# What do you plan for your future (study)?



## Inf3rn0 (Aug 19, 2009)

(Edit): Currently leaning towards business as psyc doesnt appeal much to me anymore as i wouldnt have used it at all really.


----------



## deco122392 (Aug 19, 2009)

Im 16 rite now  I turn 17 in december. I have interests in tons of things and I still havnt decided what i'm going to do as my profession later on in life. I havnt even decided if im going to take chem or physics whn school starts up again. XD


----------



## arud45 (Aug 19, 2009)

I'm 16 (Junior in high school) and will probably go Pre Med. then go to Med school and become a neurosurgeon.

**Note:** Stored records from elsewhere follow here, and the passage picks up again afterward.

PR #5255, opened 2026-08-05
Draft: truthful API service status for externally-managed servers + `nanobot api status`

arcdrake22:
## Summary

This draft proposes two related changes so the WebUI's API server section tells the truth about `nanobot serve` instances that the gateway did not start:

1. The panel currently reports the API as **Off** whenever it was not started by the gateway itself — even when a `nanobot serve` process is actively answering on the configured port (e.g. launched by systemd, docker, tmux, or any external supervisor). It also offers a Start button that would spawn a second server into the occupied port (`EADDRINUSE`).
2. There is no CLI surface that reports the API server's status: `nanobot status` covers config/provider readiness only, and `nanobot gateway status` covers the gateway process. The WebUI panel is the *only* nanobot-native status surface for the API — and it is wrong for externally-managed instances.

The proposal: report the API as running when a nanobot API provably answers on the configured port, mark it as *externally managed* when the gateway did not start it, refuse start/stop for servers the gateway does not own, and add `nanobot api status` as a first-class CLI status command.

## Use cases

- **systemd / docker / supervisor deployments** (our own motivation: a `nanobot-api.service` unit). The API must be always-on and self-healing, independent of the gateway; the panel should reflect reality, not ownership.
- **Mixed management**: anyone who runs `nanobot serve` standalone but also opens the WebUI hits a false "Off" state and a Start button that breaks.
- **Operators who live in a terminal**: `nanobot api status` gives a truthful, scriptable answer to "is the API up?" without opening a browser.

## Why external management exists

We found no first-party autostart mechanism: `ApiConfig` has only host/port/timeout/api_key, the gateway never spawns the API at boot, and nothing restarts it after a reboot. For an always-on API, external supervision is currently the only option — which makes truthful status reporting for that case a correctness fix, not a niche feature.

## Approach

- **Identity-checked health probe** (`nanobot/api/runtime.py`): `/health` now returns `{"status": "ok", "service": "nanobot"}` (a backwards-compatible extra field). `probe_api_health()` only accepts a response that is 200 *and* carries the `service: nanobot` marker, so a foreign service merely answering 200 on the port is not mistaken for the nanobot API.
- **`ProcessStatus.managed`** (`nanobot/process_runtime.py`): a new field distinguishing "this runtime owns the running process" from "a server answers here, started elsewhere". Default `False`; the managed-running path sets it explicitly.
- **`ApiRuntime.effective_status()`**: returns the managed status when the gateway owns the process, otherwise probes the configured endpoint and reports `running=True, managed=False, reason="external"` on a match.
- **Safe start/stop** (`nanobot/webui/settings_routes.py`): the panel's start/stop handlers return 409 when the API is externally managed — the gateway must never spawn into an occupied port or kill a process it does not own.
- **WebUI**: when externally managed, the panel shows Running with a disabled "Managed externally" control instead of Start/Stop, and displays the resolved config file path so a diverging unit (e.g. a custom `--config`) is immediately visible.
- **CLI** (`nanobot/cli/api.py`): `nanobot api status` mirrors `nanobot gateway status` (Running/Managed/Reason/Endpoint/Config/PID/Port/State/Logs) and reuses `effective_status`.

## Scope and limitations

- Detection is scoped to the endpoint described by the config the gateway owns. An API instance started from a *different* config file (e.g. a custom `--config` in a unit) is a separate deployment and is inspected with `nanobot api status --config <path>`; the panel cannot enumerate instances it does not know about.
- The probe is a heuristic by design (HTTP 200 + service marker), but it is safe in every failure mode: worst case the panel reports "running externally" for something that answers `/health` like nanobot, in which case refusing start/stop is still correct because the port is occupied.
- No config schema changes, no new dependencies, no changes to the `nanobot serve` CLI surface.

## Testing

- Probe: success, foreign service, non-200, malformed body, network error.
- Runtime: external detection, off case, managed-running preserved.
- Routes: payload shape (`running` / `managed` / `config_path`), start/stop refusing external instances with 409.
- CLI: `nanobot api status` output for external / managed / off (CliRunner).
- Health endpoint identity field.
- Full touched suites pass (523 tests across gateway, cli, webui, api); `ruff`, `tsc`, and `eslint` are clean.

## Files changed

12 files, +561/-42: probe hardening + runtime, `ProcessStatus` field, settings routes, new CLI module + registration, WebUI type/component, and tests.

## Why draft

The change is deliberately small and non-invasive. Opening as a draft to discuss the shape before it grows: whether a stronger identity in the health payload is preferred over the `service` marker, whether `managed` belongs on the shared `ProcessStatus`, and whether `nanobot api status` is the right CLI surface.

### DIFF
--- a/nanobot/api/runtime.py
+++ b/nanobot/api/runtime.py
@@ -4,6 +4,7 @@ from __future__ import annotations
 
 import hashlib
 import sys
+from urllib.request import urlopen
 from dataclasses import dataclass
 from pathlib import Path
 
@@ -11,6 +12,7 @@ from nanobot.process_runtime import (
     ManagedProcessRuntime,
     ProcessRuntimePaths,
     ProcessStartOptions,
+    ProcessStatus,
 )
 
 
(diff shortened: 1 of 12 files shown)


arcdrake22:
Closing this draft — the work stays local and is no longer intended for upstream.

I am also very interested in history (made a 5 on the Euro ap exam, currently in AP U.S.) and might minor in it.


----------



## LNZ (Aug 19, 2009)

Well I live on a government pension have done so since November 1995. I attended an alterntive school for 18 months from Feb '75 to June '76. And I took two months to learn the alphabet and count to 10 and that was with Sesame Street every day for 2 months. I have poor hand to eye coordination skills and am bad at fast and accurate complex pattern reconisition.

You can begin to see why I'm on a pension. And my PB's on the various cubes I have now are actually quite good for me considering what I face every time a scramble a cube of 4x4x4 or larger.


----------